Example of full pipeline execution

# main.py
import os
from dotenv import load_dotenv
from agents.meeting_summarizer import summarize_meeting
from agents.prd_drafter import draft_prd
from agents.issue_prioritizer import prioritize_issues
from agents.release_note_generator import generate_release_notes
from sinks.notion_sink import push_to_notion
from sinks.slack_sink import notify_slack
load_dotenv()
def run_meeting_pipeline(transcript: str):
print("📝 회의록 요약 중...")
summary = summarize_meeting(transcript)
print("📤 Notion에 저장 중...")
url = push_to_notion(title="회의록 요약", content=summary, doc_type="Meeting Note")
print("💬 Slack 알림 전송...")
notify_slack(summary=summary[:300], doc_url=url)
print(f"✅ 완료: {url}")
return url
def run_sprint_pipeline(issues: list[str], git_log_count: int = 20):
print("🎯 이슈 우선순위 분류 중...")
priorities = prioritize_issues(issues)
print("📋 릴리스 노트 생성 중...")
release_notes = generate_release_notes()
content = f"## 이슈 우선순위\n{priorities}\n\n## 릴리스 노트\n{release_notes}"
url = push_to_notion(title="스프린트 리뷰", content=content, doc_type="Sprint Review")
notify_slack(summary="스프린트 리뷰 문서가 생성되었습니다.", doc_url=url)
return url
if __name__ == '__main__':
# 사용 예시
with open('today_meeting.txt') as f:
transcript = f.read()
run_meeting_pipeline(transcript)

Cost comparison

This is an estimate based on 200 PM document automation tasks per month.

method	Monthly Cost	Remarks
Full use of GPT-4o API	$40~80	Based on input/output tokens
Full use of Claude API	$30~60	by claude-opus
Full use of local LLM	$0	Excluding electricity bill
Local + Claude Mix	$5~15	Only complex tasks Claude
Handling 80% of simple repetitive tasks with a local LLM can reduce API costs by 70-80% while maintaining the quality of Claude for complex tasks.

Conclusion

The core of the PM agent design is the separation structure that handles daily repetitive tasks with local LLM and tasks requiring complex judgment with Claude Code.

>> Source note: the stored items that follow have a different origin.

Issue #246, opened 2022-08-01
Feature Request: Allow the id field to be provided from the client


robitar:
Firstly, thanks so much for putting this together, I've been playing around with it and it's really quite a thing!

As far as I can see, the id field is automatically generated when a record is created. If an `id` is provided in the request, its ignored. I'm putting together a demo of a local-first/CRDT data structure, which functions offline, and syncs records to the server when it comes back etc.

I can add my own 'key' field which is unique and required, but I still need to do an insert to get a hold of the generated id for any cross references, which is rather awkward. Would it be possible to support client-provided ids without too much churn?

ganigeorgiev:
Allowing clients to set the `id` manually may have some unexpected side-effect when the id is used with some filter operators (see https://github.com/pocketbase/pocketbase/discussions/230#discussioncomment-3232141).

I'll have to think a little more on this, but support for client-provided ids will be added in the near future (this most likely will be also needed for https://github.com/pocketbase/pocketbase/issues/48).

robitar:
Yes makes sense, I hadn't considered the data import scenario.

It also occurred to me that there's currently no 'sequence' value (like an autoincrement id etc) that gives you a stable monotonic row number. Something that lets you say "the last row I saw was x, give me everything greater than x". You can use a combination of creation and modification dates for this, but then you have to rely on the server clock never drifting backwards.

This is also useful for doing cursor style pagination.

Perhaps if a collection had a key generation strategy? Then you could choose between uuid/random, client provided, or autoincrementing sequence?

(Is it worth considering some kind of sequential uuid generation scheme as well? if tables get larger then a random primary can be problematic for performance, I'm not sure if this is true for SQLite, but they are using B trees, so I presume its a factor there)

ganigeorgiev:
@robitar There is actually an internal sqlite sequential key but currently it's not exposed to the API (with the exception for the logs service) - `rowid` (https://www.sqlite.org/rowidtable.html).

robitar:
Ah yes, sounds ideal. But I see what you mean, it would also be tricky to work into the API design, since Id/RowId would be confusing. Re providers, it seems reasonable enough to assume most database providers will support some kind of arbitrary sequence columns outside of primary keys (I'm familiar with MSSQL which finally supports this).

[...]

PR #262, opened 2022-08-03
Set `Id` when save model as ColumnValueMapper

sospartan:
I'm using `ColumnValueMapper` to save model. Accidentally find the map not contains 'id' is still saved, but failed to get it back.
Hope this PR can prevent this scenario.

### DIFF
--- a/daos/base.go
+++ b/daos/base.go
@@ -195,6 +195,7 @@ func (dao *Dao) create(m models.Model) error {
 
 	if v, ok := any(m).(models.ColumnValueMapper); ok {
 		dataMap := v.ColumnValueMap()
+		dataMap["id"] = m.GetId() //prevent Mapper not return 'id'
 
 		_, err := dao.db.Insert(m.TableName(), dataMap).Execute()
 		if err != nil {
--- a/daos/base_test.go
+++ b/daos/base_test.go
@@ -158,6 +158,41 @@ func TestDaoSaveCreate(t *testing.T) {
 	}
 }
 
+type TestAdminMapper struct {
+	models.Admin
+}
+
+func (m *TestAdminMapper) ColumnValueMap() map[string]any {
+	return map[string]any{
+		"email":    m.Email,
+		"avatar":   m.Avatar,
+		"tokenKey": m.TokenKey,
+		"passwordHash":m.PasswordHash,
+	}
+}
+
+func TestDaoSaveCreateWithMapper(t *testing.T) {
+	testApp, _ := tests.NewTestApp()
+	defer testApp.Cleanup()
+
+	model := &models.Admin{}
+	model.Email = "test_new@example.com"
+	model.Avatar = 8
+	mapper := &TestAdminMapper{
+		*model,
+	}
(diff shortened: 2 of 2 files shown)


ganigeorgiev:
Thank you for taking the time preparing the PR, but I don't think it is necessary.

The `ColumnValueMapper` interface was intended for models with dynamic fields and/or when you have different db columns presentation. Or in other words - adding a fixed `id` key in the dao kind of defeat the purpose of the interface. The `id` need to be defined in your model (aka. where the `ColumnValueMap()` method is). You can see how it is done for the `Record` model - https://github.com/pocketbase/pocketbase/blob/master/models/record.go#L208-L218.

I'll close the PR for now, but I'm curious about your use case. What requires you to use it in the first place? If you know the fields of your struct beforehand, you could just use the `db` struct tag, eg:
```go
type MyCustomModel struct {
        BaseModel
 
	Title string `db:"title" json:"title"`
}
```

Also keep in mind that in the near future we will allow the users to provide an `id`  on their own (see https://github.com/pocketbase/pocketbase/issues/246) and that part of the update/create Dao code will change anyway.

ganigeorgiev:
@sospartan Yep, that part of the code will definitely will need to change (I've just noticed that we are using the `id` in the `update()`). I'll have it in mind when reworking the base Dao methods related to the custom insertion id.

sospartan:
> ... but I'm curious about your use case. What requires you to use it in the first place?
I'm using a model to update specific fields just like you said, what the `ColumnValueMapper` intended. 

I was using a custom model first. Then I notice most of the fields were no need to update at all. So, I create a 'Mapper' to fix this, and not distinguish  insert and update properly.



Thanks for the quick review. I'm looking forward the DAO rework.


> @sospartan Yep, that part of the code will definitely will need to change (I've just noticed that we are using the `id` in the `update()`). I'll have it in mind when reworking the base Dao methods related to the custom insertion id.

I've noticed that too. :)

ganigeorgiev:
On second thought, your approach to use directly the id in the `Dao.create` maybe is OK for this case because the base model interface operates only on a single primary key `id` (aka. has methods like GetId, RefreshId, etc), so we can make an exception for the `id` field to avoid manually parsing the model tags (the underlying db lib ozzo-dbx also uses the ID/id as a default primary key). **But I'll think a little more on this once I start working on the user provided id feature.**

Anyway, unless your db model stores large blobs or has a lot of fields with indexes, I wouldn't bother too much with trying to optimize the update query and will update all model fields at once (it is just less error-prone this way, since you don't have to worry that you'll forget to map some field).
If you really want to update only a specific set of model fields, then you could use directly the db abstraction's `Update()` method, something like:
```
dao.DB().Model(myModel).Update("field1", "field2")
```

The `ColumnValueMapper` was really created only because of the `Record` model as a workaround when your model fields are dynamic and/or when your model data doesn't directly map 1:1 to its related table schema.

sospartan:
I'll try the `Update()` method.  Never use dbx before, seems interesting.

PR #282, opened 2022-08-09
(feature): ip checking fallback for logs

theMackabu:
allow ip to be logged when using reverse proxies

### DIFF
--- a/apis/middlewares.go
+++ b/apis/middlewares.go
@@ -210,7 +210,7 @@ func LoadCollectionContext(app core.App) echo.MiddlewareFunc {
 func ReadUserIP(r *http.Request) string {
 	 IPAddress := r.Header.Get("CF-Connecting-IP")
 	 if IPAddress == "" {
-		  IPAddress := r.Header.Get("X-Real-Ip")
+		  IPAddress = r.Header.Get("X-Real-Ip")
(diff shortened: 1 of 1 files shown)


ganigeorgiev:
This is a nice addition, but I need to think more on it.

In any case:
- Could be simplified by listing all ips in a slice (eg. `[]string{r.Header.Get("CF-Connecting-IP"), ...}`) and return the first non empty value from it
- Need a simple unit test
- Need a comment indicating that this is not safe to use if you are not behind a trusted reverse proxy

For the logs it may be a good idea to store both IPs, but I'll think more on it during the weekend.

ganigeorgiev:
@theMackabu To avoid adding a new configuration option where developers will have to check whether they want to use a trusted proxy IP or the remote address, I think it will be better to just add both ips in the `Request` model.
I'll close the PR but I'll consider implementing the necessary changes to the logs in the next v0.5.0 or v0.6.0 release.

ganigeorgiev:
I've decided to store both IPs as `userIp` and `remoteIp` (previously just `ip`).

This is implemented in `master`. Will be available in the next v0.5.0 release (the JavaScript and Dart DTOs will be also updated to reflect the change).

At first, you can save 30 minutes a day by automating just one summary of meeting minutes. Adding issue classification, PRD drafts, and release notes to the mix increases the amount of time that PMs can spend on things they should actually focus on, such as interviewing users, establishing strategies, and coordinating teams.